I spent the last three days alone, trying to learn escapology.  I need to get out more.

I was vegan for a while.  I lost 3kg - although most of that was personality.

Life is like a box of chocolates - it doesn't last long if you're fat.

My father grew up in a really racist part of Sunderland, called Sunderland.

My husband and I can never agree about holidays.  I want to fly to exotic places and stay in five-star hotels.  But he wants to come with me.

Children give you something money can't buy.  Poverty.

My dad's a real family man.  He has three of them.

My mum wears a burka - mainly because she doesn't want to be seen with my dad.

Recently in court I was found guilty of being egotistical.  I am appealing.

If you don't want to know what introspection is, you need to take a good, hard look at yourself.

I  went to my allotment and found there was twice as much soil as the week before.  The plot thickens.
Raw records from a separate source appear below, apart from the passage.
PR #3233, opened 2021-09-24
[repacker] fix bug in subgraph isolation.

garretrieger:
Prior to this fix id remapping at the end of the isolation operation was fed the old subgraph instead of the new one. Which results in object indices being remapped for the nodes outside of the new subgraph. Adds a test which detects this problem.


behdad:
LGTM when sanitizers are happy.

PR #3235, opened 2021-09-25
[PairPos] Split GPOS kerning to both sides

behdad:
I'm happy with how this is done, just not sure about the performance implication, since the determination can be done at a subtable level but currently is done again and again at every application. Posting for review.

Before:
```
$ hb-shape SourceSerifVariable-Roman.otf VA
[gid23=0+555|gid2=1+663]
```

After:
```
$ hb-shape SourceSerifVariable-Roman.otf VA
[gid23=0+615|gid2=1@-60,0+603]
```


behdad:
This is what it tries to fix:
https://gitlab.gnome.org/GNOME/pango/-/issues/139

behdad:
cc @matthiasclasen

behdad:
I'm trying to reorganize `apply_string` / `apply_forward` to see if I can move the choosing logic there...

behdad:
No idea about the mac fail.

jfkthame:
While I can see the attraction of doing this, I suspect it is responsible for some [test failures](https://treeherder.mozilla.org/jobs?repo=try&revision=085fc6cbe64a702fe8937dd58aca5d09d3d900d4&group_state=expanded) seen when we try to pull the latest HB release into Firefox.

In principle this is a Gecko bug (it doesn't re-shape the text each side of a line-break in cases where it should), and we need to address it there, but as things stand this change aggravates the issue for us. As such, it'd be helpful if it could be made optional, at least for the time being (a build-time flag would be fine, it doesn't need to be a runtime option).

@behdad would you be willing to put this behind `#ifdef HB_BALANCED_KERN` or something like that, so that we can disable it until we're better at handling it?

(I also suspect this is most likely at the root of https://github.com/harfbuzz/harfbuzz/issues/3408 though I haven't investigated that any further.)

behdad:
> @behdad would you be willing to put this behind `#ifdef HB_BALANCED_KERN` or something like that, so that we can disable it until we're better at handling it?

Yes. Though if the default is to be still enabled, it would be `#ifndef HB_NO_BALANCED_KERN`. Happy to put it in now.

> (I also suspect this is most likely at the root of #3408 though I haven't investigated that any further.)

Right... Don't know what's up with that one. I might disable this by default after all as you suggest.

jfkthame:
I don't have a strong opinion on whether it's on or off by default, we can deal with it either way. Though maybe if the old behavior is closer to how other engines (like Uniscribe) handle it, we should have that as the (conservative, more-compatible) default, and tell people to opt in to the new improved behavior if they're confident of compatibility with it.

behdad:
I don't like having random disabled code. If this proves to be problematic, I'd rather just remove it. Let's see if we can make any progress on #3408.

behdad:
> I don't like having random disabled code. If this proves to be problematic, I'd rather just remove it. Let's see if we can make any progress on #3408.

I ended up disabling it.

Issue #3241, opened 2021-09-30
Meson graphite2 dependency is called graphite


behdad:
I don't like that it deviated from autotools.

behdad:
Especially since the report line still says Graphite2:
```
    Graphite2        : YES
```

khaledhosny:
Changing the name would break automated build scripts, but may be we can duplicate the option with the new name and keep the existing name for backward compatibility.

khaledhosny:
Or just rename and let people deal with the breakage.

behdad:
The biggest problem I see right now is that when one configures the project and gets the report, it's very hard to know what to do to change the configuration:
```
harfbuzz 3.0.0

  Additional shapers
    Graphite2        : YES

  Dependencies used for command-line utilities
    Cairo            : YES
    Chafa            : NO

  Directories
    prefix           : /usr/local
    bindir           : bin
    libdir           : lib64
    includedir       : include
    datadir          : share

  Font callbacks (the more the merrier)
    FreeType         : YES

  Other features
    Documentation    : NO
    GObject bindings : YES
    Introspection    : NO
    Experimental APIs: NO

  Platform shapers (not normally needed)
    CoreText         : NO
    DirectWrite      : NO
    GDI/Uniscribe    : NO

  Testing
    Tests            : YES
    Benchmark        : NO

  Unicode callbacks (you want at least one)
    Builtin          : YES
    Glib             : YES
    ICU              : YES
```

If at least the name of the options matches the word we report, it would be obvious.

khaledhosny:
I have no string opinion here. If you want the option renamed we can rename it.

behdad:
If is possible to rename and keep the old name also working, please do. Thanks.

khaledhosny:
I tried to hack something, then thought may be meson have way to deprecate options. It currently doesn’t, but there is a recent PR that does just this: https://github.com/mesonbuild/meson/pull/9184, it will be a while before we can use this deprecation mechanism even if it got merged to day, so I guess I should continue hacking something.

PR #3247, opened 2021-10-05
[meson] Add graphite2 option and deprecate graphite

khaledhosny:
Fixes https://github.com/harfbuzz/harfbuzz/issues/3241

Should be better handled when we can use https://github.com/mesonbuild/meson/pull/9184


meson_options.txt
```diff
@@ -10,6 +10,8 @@ option('chafa', type: 'feature', value: 'auto',
 option('icu', type: 'feature', value: 'auto',
   description: 'Enable ICU library unicode functions')
 option('graphite', type: 'feature', value: 'disabled',
+  description: 'Deprecated use graphite2 option insatead')
```
behdad, line 13: Typo `instead`.

Can we hide this one?

khaledhosny: > Can we hide this one?

I don’t think so, that probably what the meson PR would do.

PR #3256, opened 2021-10-12
Fix Wbitwise-instead-of-logical warnings

nico:
`a || b` only evaluates b if a is false. `a | b` always evaluates
both a and b. If a and b are of type bool, || is usually what you
want, so clang now warns on `|` where both arguments are of type bool.

This warning fires twice in harfbuzz. In both cases, `|` is used
intentionally, with a comment explaining this.

Slightly reorder the code a bit to make the compiler happy, and to
make it obvious even without a comment that both calls should be evaluated.

No intended behavior change.

### DIFF
--- a/src/hb-ot-layout-gpos-table.hh
+++ b/src/hb-ot-layout-gpos-table.hh
@@ -1220,9 +1220,9 @@ struct PairSet
 						record_size);
     if (record)
     {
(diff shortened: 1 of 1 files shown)


nico:
Thanks, Behdad! :)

I always think positively.  I don't have a drink problem - I have a drink opportunity.

I've run this joke past all my black and ethnic-minority friends and he said it was fine.

After my grandad's funeral, I scattered his ashes over the garden - which was horrible because he hadn't been cremated.
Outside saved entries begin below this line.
PR #3259, opened 2021-10-16
API for buffer target length

myoresh:


khaledhosny:
How do you intend to use them s API? Justification happens after lone breaking and by extension shaping. Also a line can involve multiple buffers (different fonts, different scripts etc), how the client will decide what percentage of the line length a buffer should use?

myoresh:
This API is naturally is not intended to be anything more than a draft. Maybe putting it in a PR was not the correct way to ask for a feedback. Of course, the implementation is the hard part, but doing it before agreeing on an API wouldn't be quite an effective approach.

The definition of target length as in https://github.com/harfbuzz/harfbuzz/pull/3259/commits/147e7d15d383fbedb2f51bd37fdc039c69ffdca5 can indeed fit only the simple case of uniform text (one font, one size, one script).

For this case the shaper would do something as follows:
1. Shape the entire buffer as usual
2. Determine the part of buffer which doesn't exceed the target length. For latin scripts the API user might need to do that, because HarfBuzz can't do hyphenation.
3. Shape the relevant part again, fitting it to the target length exactly.

In the more complex case I can think about the same two-pass approach, with a bit more complex API:
1. Call auxiliary function like **hb_compute_adjusted_target_length(hb_font_t *fonts, hb_buffer_t *buffers, unsigned int num_buffers, hb_position_t target_length)**. This function will shape everything and determine the desired expansion coefficient E, e.g. E=1.05, meaning that every buffer fitting into the current line shall be expanded by 5%.
2. Take the first buffer, determine its actual (non-justified) length L and return the adjusted target length E*L to the user.
3. Call hb_justify(..., adjusted_target_length) for the first buffer. This call would expand the buffer exactly as necessary.

I'm not sure whether these steps should be exposed to the user or performed internally. Regarding the hyphenation, the API can accept some sort of callback for that. I will add these changes to the branch, but wanted to ask about the preferred way to put them for review.

khaledhosny:
FWIW, @DigitalKhatt is doing a wonderful job justifying Arabic text using variable fonts, but I think they are using a modified version of HarfBuzz, it would be nice if they can describe what the changes they did and if any of it can be of general use in HarfBuzz proper.

https://twitter.com/DigitalKhatt/status/1434961280062926849

iorsh:
Hello everyone, thank you for your comments! I'll start the initial implementation, and I will share the code once I get some working stuff.

iorsh:
I checked the line-breaking, and it looks like the implementation of line breaking based on dynamic programming (like Knuth-Plass) is quite challenging. I think it would be more feasible to stick to the greedy algorithm for the time being.

@behdad , what do you think? Would it be practical to implement justification without support of advanced line-breaking algorithms?

behdad:
> @behdad , what do you think?

What you are facing is exactly why we have not addressed justification before :).

I'll add my thoughts in a few days.

iorsh:
Hi guys, I pushed the code which performs greedy splitting of buffer into lines - please see https://github.com/harfbuzz/harfbuzz/compare/main...iorsh:justification
Naturally, the interesting stuff is not there yet, but I would be grateful if you could take a look and comment about coding style / conventions or about the overall approach.

behdad:
We do not want justification in HarfBuzz itself.

PR #3522, opened 2022-04-01
[blob] Return nullptr from create_from_file_or_fail

khaledhosny:
Fix a couple of cases where it would return empty blob, possibly missed in bdfed8f113431a2156e13d59a4b21e19feb7efd9.


behdad:
lgtm.

PR #3527, opened 2022-04-06
CMakeLists.txt: also match 'AppleClang' compiler to not link with libc++

anthrotype:
As of CMake 3.0.0, the `CMAKE_*_COMPILER_ID` for the Apple-provided Clang is no longer "Clang" but "AppleClang".

https://cmake.org/cmake/help/v3.0/release/3.0.0.html#other-changes

This PR ensures that we match either "Clang" or "AppleClang" when adding the flags which prevent from linking with the libc++.
Without this, we currently end up with a shared library on macOS that links with libc++, which is undersirable for pure-C projects like https://github.com/rougier/freetype-py/pull/148

### DIFF
--- a/CMakeLists.txt
+++ b/CMakeLists.txt
@@ -462,7 +462,9 @@ if (UNIX OR MINGW)
     link_libraries(-Bsymbolic-functions)
   endif ()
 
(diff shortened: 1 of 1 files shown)


anthrotype:
I know that the preferred build system is meson and we want to eventually deprecate and drop support for cmake, but at least this small fix let us (freetype-py) continue use the cmake build system for a little while. We will port our build script to meson at some point. cc @madig

Issue #3528, opened 2022-04-06
[aat] Regression in Bengali AAT shaping


jfkthame:
Shaping of some AAT fonts was recently broken, as reported at https://bugzilla.mozilla.org/show_bug.cgi?id=1763368.

Good (21c4fc1011854547edf564573fdbec4687e76e04):
```
$ hb-shape --font-file "/System/Library/Fonts/Supplemental/Bangla MN.ttc" --unicodes "U+09AC U+09BF"
[bn_ikaar=0+474|bn_ba=0+998]
```

Bad (23159084b43c1ce429d9e98035bf845919fd8a89, and same with current trunk code):
```
$ hb-shape --font-file "/System/Library/Fonts/Supplemental/Bangla MN.ttc" --unicodes "U+09AC U+09BF"
[bn_ba=0+998|bn_ikaar=0+474]
```

Note the inverted order of the ikaar and the base consonant. This was regressed by #3314.

This breaks at least the Bangla MN and Bangla Sangam MN fonts shipped with macOS; I have not exhaustively tested other AAT Indic fonts but it seems likely others may be similarly affected.

jfkthame:
@behdad I checked that 23159084b43c1ce429d9e98035bf845919fd8a89 reverts cleanly on current trunk, and restores the expected result here. Given that Firefox apparently wasn't affected by #3314, we could do that locally as a band-aid, but obviously this will be less attractive to Chrome as #3314 was a problem for them. So you may want to try and find an alternative?

behdad:
@jfkthame Right. I'm guessing that CoreText is treating regional-indicators as atomic units only? Let me find an alternative fix.

behdad:
I'm out of bits :(.

behdad:
> @jfkthame Right. I'm guessing that CoreText is treating regional-indicators as atomic units only? Let me find an alternative fix.

Nah.

The distinction can be made by looking at logical and reverse flags separately... Let me patch.

behdad:
I'm confused. I think the original RI change was wrong. Let me go back there and discuss.

behdad:
Okay I think I have a proper fix now: https://github.com/harfbuzz/harfbuzz/pull/3539

PR #3529, opened 2022-04-06
[morx] Distinguish logical vs backwards bits reversing

behdad:
Fixes https://github.com/harfbuzz/harfbuzz/issues/3528

### DIFF
--- a/src/hb-aat-layout-morx-table.hh
+++ b/src/hb-aat-layout-morx-table.hh
@@ -992,6 +992,8 @@ struct Chain
     unsigned int count = subtableCount;
     for (unsigned int i = 0; i < count; i++)
     {
+      bool logical;
+      bool backwards;
       bool reverse;
 
       if (!(subtable->subFeatureFlags & flags))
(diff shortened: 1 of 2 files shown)


behdad:
Actually there's a problem now that I think about it...

When there's RTL text in the buffer, the buffer is in logical order, which means the glyphs are in LTR at this point, even though the buffer direction says LTR. That tricks the logic we had in morx if `logical` is false. Because that logic thinks the buffer content is LTR and flips it. That's what caused the flag bug to begin with...

behdad:
That is to say, I'm not sure what the effect of the `logical` bit should be.

behdad:
Humm. If the `logical` bit is 0, and buffer is `RTL`, and `backward` is 0, *then* we have to flip the buffer. That is opposite of what we are doing now.  @jfkthame do you agree?

behdad:
And with this new logic I think we should always just buffer-reverse; no grapheme business here.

My husband never learned to drive - in my opinion.

I got a muzzle for my pet duck.  Nothing flashy but it fits the bill.
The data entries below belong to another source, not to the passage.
PR #3536, opened 2022-04-19
Add cheat sheet

simoncozens:
This adds the GraphViz source to the [Harfbuzz Cheat Sheet](https://twitter.com/simoncozens/status/1422159944732839942/photo/1) I made. It doesn't hook it up to anywhere in the docs yet; I just don't want the code to get lost.


behdad:
Did you write this manually?

There's been a few changes recently...

simoncozens:
Yes, this is manually written. I'll check over the order of features again. I also thought it would be useful to annotate each feature with the context (some are whole-buffer and some are per-cluster).

PR #3552, opened 2022-04-25
Move freedesktop.org/wiki/HarfBuzz to README.md

khaledhosny:
I copied the text verbatim, but it probably needs to be edited. I’m not sure if there is more to move here.

### DIFF
--- a/README.md
+++ b/README.md
@@ -65,6 +65,21 @@ For a comparison of old vs new HarfBuzz memory consumption see [this][10].
 
 <!--See past and upcoming [HarfBuzz Hackfests](https://freedesktop.org/wiki/Software/HarfBuzz/Hackfests/)!-->
 
+## Name
+
+HarfBuzz (حرف‌باز) is my Persian translation of “[OpenType][1]”,
+transliterated using the Latin script. It sports a second meaning, but that
+ain’t translatable.
+
+> Background: Originally there was this font format called TrueType. People and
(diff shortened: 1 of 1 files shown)


khaledhosny:
I think I mixed things and this page is not what harfbuzz.org used to point to (now I see why it felt so thin in details).

Yup, this one is more like it https://web.archive.org/web/20190406161058/https://www.freedesktop.org/wiki/Software/HarfBuzz/

README.md
```diff
@@ -6,26 +6,94 @@
...
+
+Both development and user support discussion around HarfBuzz happens on the
+[github][4].
+
+To report bugs or submit patches please use [github][4] issues and
+pull-requests.
+
+For a comparison of old vs new HarfBuzz memory consumption see [this][10].
+
+<!--See past and upcoming [HarfBuzz Hackfests](https://freedesktop.org/wiki/Software/HarfBuzz/Hackfests/)!-->
```
khaledhosny, line 66: @behdad Do we want the contents of this page as well?

behdad:
Thanks. Some of this info is obsolete or not of interest anymore. Like the hackfests, the pango-vs-harfbuzz. Let's shorten it a bit.

README.md
behdad: Don't think so.

behdad:
Let's merge and cleanup after.

PR #3567, opened 2022-05-05
[subset] Fix cpal subsetting when there are partial palette overlaps.

garretrieger:
The existing code doesn't correctly handle the case where palettes partially overlap in the color record array. This changes the subsetting to only share entries in the color record array when palettes have the same first color index. Partially overlapping palettes will be converted to disjoint segments in the color record array.

Updates one of the color tests to use multiple palettes.

Also fixes fuzzer: https://oss-fuzz.com/testcase-detail/5568200165687296.


src/hb-ot-color-cpal-table.hh
```diff
@@ -197,37 +197,48 @@ struct CPAL
...
+      new_idx = layer_index * retained_color_indices.get_population ();
       if (!c->copy<HBUINT16> (new_idx)) return_trace (false);
     }
 
     c->push ();
-    for (const auto _ : retained_color_record_indices.iter ())
+    for (unsigned layer = 0; layer < first_color_index_for_layer.length; layer++)
     {
-      if (!c->copy<BGRAColor> (color_records[_]))
+      unsigned first_color_index = first_color_index_for_layer[layer];
```
behdad, line 222: You could iterate over enumerated vector here...

garretrieger: Fixed.

PR #3579, opened 2022-05-11
Subset retain buffer

behdad:


behdad:
My benchmark numbers are weird, so @garretrieger if you can measure this that would be great.

garretrieger (approved):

I suffer from PMS.  My wife gets it and I suffer.

Each time I visit Edinburgh, I'm reminded of the definition of a 'gentleman'.  It's someone who knows how to play the bagpipes but doesn't.
If I could take just one thing to a desert island, I probably wouldn't go.

But, of all the one-liners I've heard about, this bizarre example is my favourite this year.

My cat is recovering from a massive stroke.

I love it.  I absolutely love it.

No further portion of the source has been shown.